The following recipe is a useful one on patrol: it is nutritious, easy to digest after a long walk, and requires little effort to prepare. Boil the water and add soy sauce to flavour, and a dash of sesame oil. Add a handful or two of any greens which are available and let them cook for about 2 minutes. If you have an egg you can drop this in at the last moment and stir.

Mine usually contains stock, and maybe some leftover meat, spring onions and so on, but it's the same thing. Greens in a light broth. Great when you're home alone for lunch and want to use up stuff in the fridge.

Recipe I haven't tried, but it was one of the reasons I bought the book: Scrambled Turtle Eggs, Sea Urchin Omelette, Prawns in a Coconut, Baked Breadfruit, Tapioca Cakes, Magani Stew... and the list just goes on.

Rejected recipe: Flying Fox with Prunes and Cream Sauce. Part of me really wants to make this. The other part, happily, has so far triumphed.

Wouldn't you just love to serve up the flying fox for Mother's Day dinner?

General good things: There's a few things that, with a giant leap of faith in R.J. May, I could have a go at. The recipes mostly look like they were transcribed from the words of a scraggy old betelnut-toothed haus meri from Tabubil who's been cooking for her expat employers for 20 years and is trying to introduce Western techniques to her market ingredients and to move beyond rice-and-Triple Seven-tinned-fish on a Friday night. Clam Chowder, Tapioca Cakes, Beef and Ginger, Grilled Pitpit, Beans in Coconut, Cucumber Soup, Pawpaw Sherbet: I could definitely try them out.


General bad things: Sago Grub Satay. That's right, sago grubs.

3 dozen sago grubs

water

peanut satay sauce

Steam the sago grubs for about ten minutes. I prefer to remove the heads but this is not necessary. Put the grubs on satay sticks (six to a stick) and grill over a charcoal fire for about 5 minutes each side. Coat with the sauce and serve with rice. This is a very rich dish.

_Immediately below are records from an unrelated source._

PR #769, opened 2019-08-20
Integrate Mixpanel into the app

vinaysshenoy:
https://www.pivotaltracker.com/story/show/167965001

### DIFF
--- a/app/src/main/java/org/simple/clinic/ReleaseClinicApp.kt
+++ b/app/src/main/java/org/simple/clinic/ReleaseClinicApp.kt
@@ -2,6 +2,7 @@ package org.simple.clinic
 
 import android.annotation.SuppressLint
 import org.simple.clinic.analytics.HeapAnalyticsReporter
+import org.simple.clinic.analytics.MixpanelAnalyticsReporter
 import org.simple.clinic.di.AppComponent
 import org.simple.clinic.di.AppModule
 import org.simple.clinic.di.DaggerAppComponent
@@ -20,7 +21,10 @@ class ReleaseClinicApp : ClinicApp() {
   lateinit var syncIndicatorStatusCalculator: SyncIndicatorStatusCalculator
 
   override val analyticsReporters by unsafeLazy {
-    listOf(HeapAnalyticsReporter(this))
+    listOf(
+        HeapAnalyticsReporter(this),
+        MixpanelAnalyticsReporter(this)
+    )
   }
 
   override fun onCreate() {
--- a/app/src/main/java/org/simple/clinic/ReleaseClinicApp.kt
+++ b/app/src/main/java/org/simple/clinic/ReleaseClinicApp.kt
@@ -3,6 +3,7 @@ package org.simple.clinic
 import android.annotation.SuppressLint
 import org.simple.clinic.analytics.HeapAnalyticsReporter
 import org.simple.clinic.analytics.MixpanelAnalyticsReporter
+import org.simple.clinic.analytics.swallowErrors
 import org.simple.clinic.di.AppComponent
 import org.simple.clinic.di.AppModule
 import org.simple.clinic.di.DaggerAppComponent
@@ -22,8 +23,8 @@ class ReleaseClinicApp : ClinicApp() {
 
   override val analyticsReporters by unsafeLazy {
     listOf(
-        HeapAnalyticsReporter(this),
-        MixpanelAnalyticsReporter(this)
+        HeapAnalyticsReporter(this).swallowErrors(),
+        MixpanelAnalyticsReporter(this).swallowErrors()
     )
   }
 
--- a/app/src/main/java/org/simple/clinic/analytics/Analytics.kt
+++ b/app/src/main/java/org/simple/clinic/analytics/Analytics.kt
@@ -39,7 +39,7 @@ object Analytics {
   fun clearUser() {
     reporters.forEach {
       it.safely("Error clearing user ID!") {
-        resetUserIdentity()
+        resetUser()
       }
     }
   }
--- a/app/src/main/java/org/simple/clinic/analytics/Analytics.kt
+++ b/app/src/main/java/org/simple/clinic/analytics/Analytics.kt
@@ -8,6 +8,7 @@ import android.net.NetworkCapabilities.TRANSPORT_LOWPAN
 import android.net.NetworkCapabilities.TRANSPORT_VPN
 import android.net.NetworkCapabilities.TRANSPORT_WIFI
 import android.net.NetworkCapabilities.TRANSPORT_WIFI_AWARE
+import org.simple.clinic.user.User
 import org.threeten.bp.Duration
 import org.threeten.bp.Instant
 import java.util.UUID
@@ -27,17 +28,15 @@ object Analytics {
     reporters = reporters - reporter
   }
 
-  fun setUserId(uuid: UUID) {
+  fun setUser(user: User) {
     reporters.forEach {
-      it.safely("Error setting user ID!") {
-        val uuidString = uuid.toString()
-
-        setUserIdentity(uuidString)
+      it.safely("Error setting user!") {
+        setUserIdentity(user.uuid.toString())
       }
     }
   }
 
-  fun clearUserId() {
+  fun clearUser() {
     reporters.forEach {
       it.safely("Error clearing user ID!") {
         resetUserIdentity()
--- a/app/src/main/java/org/simple/clinic/analytics/Analytics.kt
+++ b/app/src/main/java/org/simple/clinic/analytics/Analytics.kt
@@ -36,6 +36,14 @@ object Analytics {
     }
   }
 
+  fun setLoggedInUser(user: User) {
+    reporters.forEach {
+      it.safely("Error setting logged in user!") {
+        setLoggedInUser(user)
+      }
+    }
+  }
+
   fun clearUser() {
     reporters.forEach {
       it.safely("Error clearing user ID!") {
--- a/app/src/main/java/org/simple/clinic/analytics/Analytics.kt
+++ b/app/src/main/java/org/simple/clinic/analytics/Analytics.kt
@@ -31,7 +31,15 @@ object Analytics {
   fun setLoggedInUser(user: User) {
     reporters.forEach {
       it.safely("Error setting logged in user!") {
-        setLoggedInUser(user)
+        setLoggedInUser(user, false)
+      }
+    }
+  }
+
+  fun setNewlyRegisteredUser(user: User) {
+    reporters.forEach {
+      it.safely("Error setting newly registered user!") {
+        setLoggedInUser(user, true)
       }
     }
   }
--- a/app/src/main/java/org/simple/clinic/analytics/Analytics.kt
+++ b/app/src/main/java/org/simple/clinic/analytics/Analytics.kt
@@ -29,73 +29,57 @@ object Analytics {
   }
 
   fun setLoggedInUser(user: User) {
-    reporters.forEach {
-      it.safely("Error setting logged in user!") {
-        setLoggedInUser(user, false)
-      }
-    }
+    reporters.forEach { it.setLoggedInUser(user, false) }
   }
 
   fun setNewlyRegisteredUser(user: User) {
-    reporters.forEach {
-      it.safely("Error setting newly registered user!") {
-        setLoggedInUser(user, true)
-      }
-    }
+    reporters.forEach { it.setLoggedInUser(user, true) }
   }
 
   fun clearUser() {
-    reporters.forEach {
-      it.safely("Error clearing user ID!") {
-        resetUser()
-      }
-    }
+    reporters.forEach(AnalyticsReporter::resetUser)
   }
 
   fun reportUserInteraction(name: String) {
-    reporters.forEach {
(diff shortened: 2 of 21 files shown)


app/src/main/java/org/simple/clinic/analytics/HeapAnalyticsReporter.kt
```diff
@@ -3,18 +3,20 @@ package org.simple.clinic.analytics
...
 
 class HeapAnalyticsReporter(context: Context, debug: Boolean = false) : AnalyticsReporter {
 
   init {
     Heap.init(context.applicationContext, BuildConfig.HEAP_ID, debug)
   }
 
-  override fun setUserIdentity(id: String) {
-    Heap.identify(id)
+  override fun setLoggedInUser(user: User, isANewRegistration: Boolean) {
```
ragunathjawahar: `isANewRegistration` seems unused?

vinaysshenoy: Weird, something seems to gone wrong when I rebased on `master`. Will check.

vinaysshenoy: Oh wait, nothing has gone wrong.

`isANewRegistration` is used only in `MixpanelAnalyticsReporter` because Heap doesn't need anything different to be done when a user signs up vs logs in. `Mixpanel` needs an additional call to be made for a sign up so this parameter is being used there.

vinaysshenoy: I did consider having two separate methods on the reporters themselves, but I decided not to since the `Analytics` does have two different methods for this use case, and no class will use the reporters directly. They will always call the `Analytics` methods themselves.

app/src/main/java/org/simple/clinic/analytics/Analytics.kt
```diff
@@ -27,20 +28,26 @@ object Analytics {
...
+      it.safely("Error setting logged in user!") {
+        setLoggedInUser(user, false)
+      }
+    }
+  }
 
-        setUserIdentity(uuidString)
+  fun setNewlyRegisteredUser(user: User) {
+    reporters.forEach {
+      it.safely("Error setting newly registered user!") {
```
ragunathjawahar: What does `safely` do?

app/src/main/java/org/simple/clinic/analytics/MixpanelAnalyticsReporter.kt
```diff
@@ -0,0 +1,39 @@
...
+
+  private val mixpanel: MixpanelAPI = MixpanelAPI.getInstance(app, BuildConfig.MIXPANEL_TOKEN)
+
+  override fun setLoggedInUser(user: User, isANewRegistration: Boolean) {
+    synchronized(mixpanel) {
+      val userId = user.uuid.toString()
+
+      if (isANewRegistration) {
+        mixpanel.alias(userId, null)
+        mixpanel.identify(userId)
```
ragunathjawahar: Can `mixpanel.identify(userId)` move out of the if block altogether?

app/src/main/java/org/simple/clinic/analytics/MixpanelAnalyticsReporter.kt
```diff
@@ -0,0 +1,39 @@
...
+      } else {
+        mixpanel.identify(userId)
+      }
+
+      mixpanel.people.identify(userId)
```
ragunathjawahar: Would you consider,
```
with(mixpanel.people) {
  identify(userId)
  set("name", user.fullName)
}
```

app/src/main/java/org/simple/clinic/user/UserSession.kt
```diff
@@ -118,11 +121,20 @@ class UserSession @Inject constructor(
         .doOnSuccess { Timber.i("Login result: $it") }
   }
 
+  private fun reportUserLoggedInToAnalytics() {
+    loggedInUser()
+        .subscribeOn(schedulersProvider.io())
+        .take(1)
+        .filterAndUnwrapJust()
+        .map(Analytics::setLoggedInUser)
+        .subscribe()
```
ragunathjawahar: I do understand that `take(1)` should handle unsubscription, but a dangling `.subscribe()` looks suspicious.

app/src/main/java/org/simple/clinic/user/UserSession.kt
```diff
@@ -215,6 +228,15 @@ class UserSession @Inject constructor(
         .doOnSuccess { Timber.i("Registration result: $it") }
   }
 
+  private fun reportUserRegisteredToAnalytics() {
+    loggedInUser()
+        .subscribeOn(schedulersProvider.io())
+        .take(1)
+        .filterAndUnwrapJust()
+        .map(Analytics::setNewlyRegisteredUser)
+        .subscribe()
```
ragunathjawahar: Same here. Dangling `subscribe` call.

app/src/test/java/org/simple/clinic/analytics/AnalyticsTest.kt
```diff
@@ -31,13 +35,18 @@ class AnalyticsTest {
   }
 
   @Test
-  fun `when setting the user id without any reporters, no error should be thrown`() {
-    Analytics.setUserId(UUID.randomUUID())
+  fun `when setting the logged in user without any reporters, no error should be thrown`() {
+    Analytics.setLoggedInUser(user)
```
ragunathjawahar: Can we do something like,

```
try {
  Analytics.setLoggedInUser(user)
} catch (exception: Exception) {
  fail("Should not throw an exception: $exception")
}
```

Just the function invocation looks a bit suspicious.

app/src/test/java/org/simple/clinic/analytics/AnalyticsTest.kt
```diff
@@ -31,13 +35,18 @@ class AnalyticsTest {
...
+  }
+
+  @Test
```
ragunathjawahar: Same for the rest of the test functions in the class.

app/src/test/java/org/simple/clinic/analytics/UpdateAnalyticsUserIdTest.kt
```diff
@@ -61,55 +60,18 @@ class UpdateAnalyticsUserIdTest {
...
     whenever(userSession.loggedInUser()).thenReturn(Observable.just(Just(user)))
 
-    updateAnalyticsUserId.listen(scheduler)
+    // when
+    updateAnalyticsUserId.listen()
 
+    // then
     if (shouldSetUserId) {
-      assertThat(reporter.userId).isEqualTo(user.uuid.toString())
+      assertThat(reporter.user).isEqualTo(user)
```
ragunathjawahar: Can we remove this conditional from the test?

app/src/test/java/org/simple/clinic/user/UserSessionTest.kt
```diff
@@ -219,6 +227,9 @@ class UserSessionTest {
       if (syncWillFail) Completable.error(RuntimeException()) else Completable.complete()
     }
     whenever(ongoingLoginEntryRepository.clearLoginEntry()).thenReturn(Completable.complete())
+    whenever(facilityRepository.associateUserWithFacilities(any(), any(), any())).thenReturn(Completable.complete())
```
ragunathjawahar: `any(), any(), any()` This is something we should get rid of eventually.

app/src/test/java/org/simple/clinic/user/UserSessionTest.kt
```diff
@@ -416,7 +438,7 @@ class UserSessionTest {
   ) {
     val currentUser = PatientMocker.loggedInUser(pinDigest = "old-digest", loggedInStatus = RESETTING_PIN)
     whenever(userDao.user()).thenReturn(Flowable.just(listOf(currentUser)))
-
+    whenever(facilityRepository.associateUserWithFacilities(any(), any(), any())).thenReturn(Completable.complete())
```
ragunathjawahar: Too much mocking to run a test is a sign of a not so good test. Should we add a maintenance task to review the design of the SUT? I guess you are already looking into refactoring this god object `UserSession`.

app/src/test/java/org/simple/clinic/user/UserSessionTest.kt
```diff
@@ -928,4 +954,127 @@ class UserSessionTest {
         )
     )
   }
+
+  @Test
+  fun `when the login happens, set the user information in analytics`() {
```
ragunathjawahar: Large test!

app/src/main/java/org/simple/clinic/analytics/Analytics.kt
vinaysshenoy: Analytics is something that is not crucial to using the app. In the unlikely case that reporting anything to analytics throws an exception for whatever reason, the app must proceed as if nothing has happened.

This block is designed to swallow that error and just report it to Sentry (or the crash reporting service).

I realise now that it can be done in a better way by having a decorator `AnalyticsReporter` that swallows the error and reports it to crash reporting instead. I'll make this change.

app/src/main/java/org/simple/clinic/analytics/MixpanelAnalyticsReporter.kt
vinaysshenoy: Yes, it can! I'll do this.

app/src/main/java/org/simple/clinic/user/UserSession.kt
vinaysshenoy: I agree. This is something that is a side-effect and should happen regardless if the source stream was disposed or not.

However, this could be overkill on my part, and I could just return a `Completable` instead and let it be part of the source stream instead of a side effect. What do you think?

app/src/main/java/org/simple/clinic/user/UserSession.kt
vinaysshenoy: Same answer as the previous comment. I'll do the same here.

app/src/test/java/org/simple/clinic/analytics/AnalyticsTest.kt
vinaysshenoy: Good point, I'll do this.

app/src/test/java/org/simple/clinic/analytics/UpdateAnalyticsUserIdTest.kt
vinaysshenoy: Yup, I'll try doing this.

app/src/test/java/org/simple/clinic/user/UserSessionTest.kt
vinaysshenoy: Yes, I'll fix this when I move login and registration out into their own components as discussed offline.

app/src/test/java/org/simple/clinic/user/UserSessionTest.kt
vinaysshenoy: Yup, when I refactor login and registration out of `UserSession`, I'll change the tests to be better.

app/src/test/java/org/simple/clinic/user/UserSessionTest.kt
vinaysshenoy: Yes, it's a consequence of how the login process is implemented. I'll try seeing if I can fix this. Otherwise, I'll improve it when breaking up `UserSession`.

vinaysshenoy: I'll do this when refactoring `UserSession`.

app/src/test/java/org/simple/clinic/analytics/UpdateAnalyticsUserIdTest.kt
vinaysshenoy: Done.

app/src/main/java/org/simple/clinic/ReleaseClinicApp.kt
```diff
@@ -20,7 +22,10 @@ class ReleaseClinicApp : ClinicApp() {
   lateinit var syncIndicatorStatusCalculator: SyncIndicatorStatusCalculator
 
   override val analyticsReporters by unsafeLazy {
-    listOf(HeapAnalyticsReporter(this))
+    listOf(
+        HeapAnalyticsReporter(this).swallowErrors(),
```
ragunathjawahar: Nice

app/src/main/java/org/simple/clinic/analytics/ErrorSwallowingReporter.kt
```diff
@@ -0,0 +1,48 @@
...
+
+import org.simple.clinic.user.User
+import timber.log.Timber
+
+/**
+ * A decorator [AnalyticsReporter] that swallows errors thrown by the
+ * wrapped [AnalyticsReporter] so that the app does not crash when
+ * there's an error reporting analytics events.
+ **/
+class ErrorSwallowingReporter(private val reporter: AnalyticsReporter) : AnalyticsReporter {
```
ragunathjawahar: Nice!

Not to mention the Fried Bandicoot, Magani Stew and the Baked Snake.

First, catch your snake.

That has to be the best first step for a recipe, existing anywhere, ever.

The size of the serving, of course, depends on the snake.

Well, of course. OBVIOUSLY.


Lameness factor: Well. I'd give it a 5. It's the lameness that makes most of this book so incredibly appealing.

Overall rating(from 20): 20. It's the flying fox. Who couldn't love that? Em nau!